DE NOTRE CORRESPONDANTE
LA MALADIE DE PARKINSON, maladie neurodégénérative progressivement invalidante, se traduit par des symptômes moteurs (bradykinésie, rigidité, et tremblement de repos) associés a des symptômes autonomes, émotionnels et cognitifs.
Apres une période initiale de "lune de miel" durant laquelle les symptômes moteurs sont améliorés par le traitement L-DOPA, les patients développent des complications motrices induites par ce traitement, avec des fluctuations d’effet (périodes d’immobilité) et des dyskinésies (mouvements anormaux) qui compromettent la qualité de vie.
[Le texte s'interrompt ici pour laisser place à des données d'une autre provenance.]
PR #1736, opened 2026-05-02
Address breaking changes in OTLP 1.10.0

ilyamor:
### Description
opentelemetry-proto v1.10 renumbers fields in the profiles `Sample` message. async-profiler currently emits the v1.9 layout, which is no longer wire-compatible with v1.10 readers.

| field                | v1.9 | v1.10 |
|----------------------|:----:|:-----:|
| stack_index          | 1    | 1     |
| values               | 2    | 4     |
| attribute_indices    | 3    | 2     |
| link_index           | 4    | 3     |
| timestamps_unix_nano | 5    | 5     |

### Related issues
n/a

### Motivation and context
We should pick up with the recent breaking changes in OTLP.

### How has this been tested?
Updated tests.

---


apangin:

For me to review the changes, could you please provide more context of the problem.
"We should pick up with the recent breaking changes in OTLP" does not sound like a strong justification. Who we? Why is it needed? What are consequences of picking these changes and what are consequences of not picking them? How was `opentelemetry-gen-classes.jar` generated? What does a new test verify exactly? Does it fail without your changes? Did you try the updated format with any of existing third-party software?

Also, if Generative AI tools were used in preparation of any part of this PR, please include proper attribution, e.g. via `Assisted-by:` field in the commit message. Thanks.

apangin:
@ilyamor Any comments to the above questions?

apangin:
Closing due to no response from the author.

arnabnandy7:
Hi @apangin, 

I ran into the compatibility issue described in this PR while adding OTLP profile export to `grafana/pyroscope-java`.

async-profiler 4.4 emits the Profiles 1.9 `Sample` layout, while Pyroscope 2.1.0 uses Profiles 1.10. The HTTP request is accepted, but `Sample.values` is interpreted as `attribute_indices`, so the resulting profile has no queryable samples. I reproduced this with a Java workload and confirmed that changing `Sample.values` from field 2 to field 4 fixes the wire-format mismatch.

Since the Profiles signal is still experimental and may continue to introduce breaking changes, which direction would you prefer?

1. Update async-profiler’s OTLP encoder to Profiles 1.10 now, with an end-to-end Pyroscope test.
2. Add an explicit OTLP schema/version option so users can select the backend-compatible layout.
3. Keep async-profiler on 1.9 until the Profiles schema stabilizes.

There is also no resource metadata in the generated payload today. Would you be open to an option or API for supplying attributes such as `service.name`, or should callers enrich the payload after `dumpOtlp()`?

I can prepare a new PR with the Pyroscope reproduction, regression test, and appropriate attribution once I know which compatibility approach you prefer.

cc @korniltsev-grafanista

apangin:
@arnabnandy7 [async-profiler 4.5](https://github.com/async-profiler/async-profiler/releases/tag/v4.5) was released yesterday. It is compatible with OpenTelemetry Profiles Alpha and verified to work with Grafana Pyroscope 2.1.1. That required more extensive [changes](https://github.com/async-profiler/async-profiler/pull/1768/changes) than proposed in this PR. Please try and report back if it works for your use-case. `service.name` is not currently included; it will be added in a separate change.

arnabnandy7:
> @arnabnandy7 [async-profiler 4.5](https://github.com/async-profiler/async-profiler/releases/tag/v4.5) was released yesterday. It is compatible with OpenTelemetry Profiles Alpha and verified to work with Grafana Pyroscope 2.1.1. That required more extensive [changes](https://github.com/async-profiler/async-profiler/pull/1768/changes) than proposed in this PR. Please try and report back if it works for your use-case. `service.name` is not currently included; it will be added in a separate change.

I can open a PR for `service.name` if that's not an issue, do let me know whether it's currently being worked on by someone else.

arnabnandy7:
Thanks for the pointer. I opened grafana/pyroscope-async-profiler#21 to bring upstream 4.5 into Grafana's fork while preserving its Grafana-specific context and trace ID changes.

Once the fork publishes v4.5.0.0, I will update pyroscope-java and run the Docker integration test against Pyroscope 2.1.1 to verify that the Fib profile can be queried back. I will report the result here as well.

For service.name, I will keep that as a separate follow-up as suggested.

La neurostimulation du noyau sous-thalamique est recommandée au stade avancé pour traiter les fluctuations et dyskinésies rebelles au traitement médical. Généralement réalisée 11 à 13 ans après le début de la maladie, elle améliore les symptômes moteurs et la qualité de vie, cependant bon nombre de patients sont à ce stade handicapés par d’autres symptômes notamment cognitifs.
Une seconde "lune de miel" ?
Schuepbach et coll. ont donc évalué si la neurostimulation plus précoce pourrait être bénéfique.
L’étude (EARLYSTIM), menée dans 17 centres universitaires allemands et français, porte sur 251 patients atteints de la maladie de Parkinson et ayant des complications motrices depuis moins de 3 ans (1,5 an en moyenne). Ils ne présentent pas de démence, de dépression majeure avec idées suicidaires, ni de psychose.
Ces patients diffèrent de la population des précédentes études de neurostimulation: avec une durée de maladie de 7,5 ans (au lieu de 11 a 13 ans) et un âge de 52 ans en moyenne (contre 59 a 62 ans).
Ils ont été randomisés afin de recevoir la neurostimulation (Medtronic) en plus du traitement médical, ou le traitement médical seul.
Pour le principal critère de la qualité de vie, mesurée initialement et après 2 ans au moyen d’un questionnaire spécifique de la maladie de Parkinson (PDG-39, score de 0 a 100), on observe une amélioration de 25% (ou 8 points) dans le groupe de neurostimulation/traitement médical, tandis que la qualité de vie ne s’améliore pas a 2 ans dans le groupe traité médicalement.
De plus, la neurostimulation avec traitement médical est supérieure pour améliorer: 1) les symptômes moteurs en condition "off" (score UPDRS-III de 0 a 108, amélioré de 53%; différence de 16 points entre les 2 groupes); 2) les activités de la vie quotidienne (score UPDRS-II amélioré de 30%); 3) les complications motrices induites par la levodopa (score UPDRS-IV amélioré de 61% différence de 4 points entre les groupes); 4) et le temps quotidien de mobilité sans dyskinésie (amélioration de 20% selon le journal du patient; différence de 2 heures entre les groupes).
Depuis moins de 3 ans.
Ainsi, ces patients jeunes sous neurostimulation ont une meilleure qualité de vie, un meilleur fonctionnement social et une meilleure mobilité (évaluée "en aveugle" sur vidéos).
Des effets secondaires sévères sont recensés chez 55% des patients du groupe neurostimulation et 44% des patients du groupe traité médicalement. Trois cas de suicides sont survenus, deux dans le groupe neurostimulation et 1 dans le groupe traité médicalement. Sur 26 incidents sévères liés à l’implantation chirurgicale ou au dispositif de neurostimulation, tous ont été complètement résolus (sauf un cas de légère cicatrice cutanée).
"Sur la base de ces résultats, la neurostimulation peut être offerte aux patients qui ont une maladie de Parkinson dopa-sensible avec des complications motrices depuis moins de 3 ans, s’ils sont traités par des experts", déclare au Quotidien le Pr Günther Deuschl (Université de Kiel, Allemagne). "Un suivi a long-terme de cette cohorte d’impose".
Des critères stricts d’inclusion.
"La preuve de concept d’une opération précoce chez les patients avec maladie de Parkinson est définitivement acceptée, mais il est important de garder à l’esprit que le succès de la neurochirurgie repose sur des critères stricts d’inclusion des patients et sur la qualité d’une équipe clinique pluridisciplinaire expérimentée", souligne dans un communiqué le Pr Yves Agid (CHU Pitié-Salpétrière, Paris), principal investigateur français de l’étude. Il note le soutien des sponsors allemand et français (BMBF, PHRCN) et de Medtronic.
Dans un éditorial, le Dr Caroline Tanner (Université de Stanford, Etats-Unis) offre un avis similaire en concluant que "la neurostimulation du noyau sous-thalamique, pour des patients fonctionnels soigneusement choisis, pourrait apporter de nombreuses années supplémentaires de bon fonctionnement".
NEJM 14 février 2013, Schuepbach et coll.